Les Liberterres retrace des parcours professionnels d'agriculteurs qui revendiquent la liberté d’action tout en se rebellant contre le système imposé par l'industrie agro-alimentaire, à l’instar des libertaires qui prônent une liberté absolue fondée sur la négation du principe d'autorité dans l'organisation sociale et le refus de toute contrainte découlant des institutions fondées sur ce principe.
Le réalisateur a suivi les initiatives militantes de quatre paysans à travers l'Europe et l'Afrique qui ont tourné le dos, définitivement, aux méthodes de l’agriculture conventionnelle, avec passion pour la terre et pour la liberté de la cultiver en la respectant sans l'appauvrir et avec une rentabilité très satisfaisante. D'où cet intitulé de liberterre qui est fort à propos.
Les images alternent avec les entretiens tout au long de quatre saisons en entrecroisant des discours de personnages émouvants et provocants, qui ont un point commun : il est possible de travailler autrement que sous le diktat de la pétrochimie ... sans pour autant renoncer à la rentabilité. Celle-ci n’est pas une utopie. L'agriculture biologique est un bienfait pour le paysan, pour le consommateur et pour la terre. Elle est indispensable quand on pense que nous serons 9 milliards en 2050 et que e nourrir deviendra difficile puisque déjà aujourd’hui 1 milliard d’êtres humains souffrent de la faim et de la malnutrition. Bien davantage n’ont pas accès à l’eau potable. Par exemple au Mexique où l’eau du robinet est impropre à la consommation.
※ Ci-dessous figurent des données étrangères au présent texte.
PR #3539, opened 2024-07-16
fixes #3518 - content ref ids

### LINKED ISSUE #3518: ContentRef should have a constructor that takes a content ID string parameter
I found myself inordinately irritated today that I have to say:
```csharp
var swordRef = new ContentRef<SwordItemContent>
{
  Id = swordContentId
};
```
instead of
```csharp
var swordRef = new ContentRef<SwordItemContent>(swordContentId);
```

Why _can't_ I do the latter? If it is easy to have a string-accepting constructor, we should have one.

cdhanna:
doop- adding lots of constructors.


client/Packages/com.beamable/Common/Runtime/Modules/SharedContent/EventContent.cs
```diff
@@ -42,7 +42,18 @@ public class EventLink : ContentLink<EventContent> { }
...
+		public EventRef(string id) : base(id)
+		{
+			
+		}
+
+		public EventRef()
+		{
+			
+		}
+	} // TODO: Factor
```
gabrielbeamable, line 56: Any idea what this "TODO: Factor" means?

gabrielbeamable (approved):
Just a comment in the code that makes me confused

client/Packages/com.beamable/Common/Runtime/Modules/Shop/ListingRef.cs
```diff
@@ -17,5 +17,15 @@ namespace Beamable.Common.Shop
...
+	public class ListingRef : ContentRef<ListingContent>
+	{
+		public ListingRef()
+		{
+
+		}
+
+		public ListingRef(string id) : base(id)
+		{
+		}
```
allister-beamable, line 29: It is bugging me that there is no blank line in this one like there is in all the rest 🥴
As such, I demand that you keep it in, as a reminder that syntax is independent of whitespace

allister-beamable (approved):
This will make my life a bit easier whenever I am making content refs, so thanks!

How much do we care about linting? Disregarding my jokey comment about the blank line, does it merit a PR-wide ⌘-Alt-L in Rider to keep things consistent for those of us who get a little itchy when things are not in neatly aligned patterns?

PR #3540, opened 2024-07-16
fixes #3395 - date header recog

### LINKED ISSUE #3395: Requester should expose `Date:` header from HTTP response, as a source of server-authoritative time
**Is your feature request related to a problem? Please describe.**

At present if a Game Maker wants to get authoritative server time, they have to implement a C# Microservice method that uses `DateTime.UtcNow` or something equivalent. However, every HTTP response from the Beamable backend includes a `Date:` header that could be used as a source of authoritative server time (assuming the server-to-client latency is small enough to be negligible).

**Describe the solution you'd like**

It would be nice to have a way to directly query `Requester` for the server time reported by the most recent API response. Ideally, this should be anchored to device time in some way. That is, it should allow me to answer two questions:
* "What time was it on the server when that response got sent to me?"
* "How much did device time differ from the server time when we received that response?"

**Describe alternatives you've considered**

While it is possible to work around this issue by implementing my own `[ClientCallable]public Promise<string> GetServerTime()` or the like, that is non-ideal for a couple of reasons: first off it requires me to have a C#MS at all (I might want an otherwise client-oriented game that doesn't use C#MS), and secondly it adds unnecessary network round trips to get information that already exists.

cdhanna:


cdhanna:
> Looks simple and effective. The expectation is that `LatestServerTime` is always coming from the HTTP response headers, and `LatestReceiveTime` is always device-authoritative time, and that they should be within a few milliseconds of each other if the device's clock is set correctly, but diverge a lot if the device's clock is out of synch with the world?

Not quite- If you send a request at t=0 seconds (device time), and you get it back at t=1 second (device time), then the latestReceiveTime will be 1 second, and the latestServer time will be whatever was in the header, which in deviceTime, is probably like .5 seconds or something. Depending on how bad the network latency is, the higher that value will be

allister-beamable:
> Not quite- If you send a request at t=0 seconds (device time), and you get it back at t=1 second (device time), then the latestReceiveTime will be 1 second, and the latestServer time will be whatever was in the header, which in deviceTime, is probably like .5 seconds or something. Depending on how bad the network latency is, the higher that value will be

Now I am confused. Aren't both LatestReceiveTime and LatestServerTime `DateTimeOffset`s? Or are you simplifying the example by saying that t=0 device time is actually 2024-07-16T20:27:07.123Z if the app was started at 20:27:07 today?

If my assumption about the t=0 simplification holds, I take your point about the difference between LatestReceiveTime and LatestServerTime (as also reported by the convenience function `GetLatestServerTimeDifferenceMilliseconds`) being equal to the response latency between server and device. So, revising my expectation: it should normally be a handful to perhaps dozens of milliseconds in most circumstances, plausibly hundreds of milliseconds if there is network congestion, but if it is minutes or hours off then the Game Maker can expect there are device-clock shenanigans going on?

cdhanna:
> > Not quite- If you send a request at t=0 seconds (device time), and you get it back at t=1 second (device time), then the latestReceiveTime will be 1 second, and the latestServer time will be whatever was in the header, which in deviceTime, is probably like .5 seconds or something. Depending on how bad the network latency is, the higher that value will be
> 
> Now I am confused. Aren't both LatestReceiveTime and LatestServerTime `DateTimeOffset`s? Or are you simplifying the example by saying that t=0 device time is actually 2024-07-16T20:27:07.123Z if the app was started at 20:27:07 today?
> 
> If my assumption about the t=0 simplification holds, I take your point about the difference between LatestReceiveTime and LatestServerTime (as also reported by the convenience function `GetLatestServerTimeDifferenceMilliseconds`) being equal to the response latency between server and device. So, revising my expectation: it should normally be a handful to perhaps dozens of milliseconds in most circumstances, plausibly hundreds of milliseconds if there is network congestion, but if it is minutes or hours off then the Game Maker can expect there are device-clock shenanigans going on?

Yes, for me, it was in the hundreds of ms

PR #3548, opened 2024-07-18
[Issue/3480] Services Deploy cancellation

### LINKED ISSUE #3480: CLI - make it possible to cancel the deployment at any moment
Context is that in Unity editor you can cancel the deployment and it makes sense to do that in case you forgot something or decided that you don't want to deploy anymore, however that only closes the window in the Editor, the deployment process continues. Is there already a way to do this? Couldn't find it so leaving this issue here.

gabrielbeamable:
# Ticket

resolves #3480 

# Brief Description

This adds implementation on the ServicesDeployCommand to enable it to be cancelled at any point in time. It also adapts the Unity SDK server implementation to be able to actually cancel the connection between the the SDK and the CLI server.

# Notes


client/Packages/com.beamable/Editor/BeamCli/BeamWebCommand.cs
```diff
@@ -268,6 +274,11 @@ public async Promise Run()
 				//  that is _fine_, but we need to handle it.
 				CliLogger.Log("cli server died, " + ioException.Message);
 			}
+			catch (OperationCanceledException cancelledException)
+			{
+				// A cancellation was requested so the connection was terminated
+				CliLogger.Log("cli command was cancelled, " + cancelledException.Message);
```
cdhanna, line 280: does any extra explicit clean up need to happen with the http object?
```
using HttpResponseMessage response
```

cdhanna (commented):
looks good; just one question about the cleanup

client/Packages/com.beamable/Editor/BeamCli/BeamWebCommand.cs
gabrielbeamable: Nice call! Done!

cdhanna (approved):

PR #3549, opened 2024-07-22
fixes #3339 - removes old static DI ServiceManager

### LINKED ISSUE #3339: Remove old service DI stuff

Jean-Christophe Lamy a commencé le film en 2008 avec pour objectif de donner la parole sans intervenir lui-même. Il a tourné une séquence puis une autre, au fur et à mesure qu’il gagnait des financements et a terminé en 2014. Depuis sa sortie, fin 2015, les Liberterres tournent dans de nombreux festivals et ont déjà reçu de nombreuses récompenses comme le site dédié le retrace.
Il faut rappeler que l’expression agriculture biologique est née en 1975. Autrefois elle n’était pas nécessaire puisque tout était bio par la force des choses.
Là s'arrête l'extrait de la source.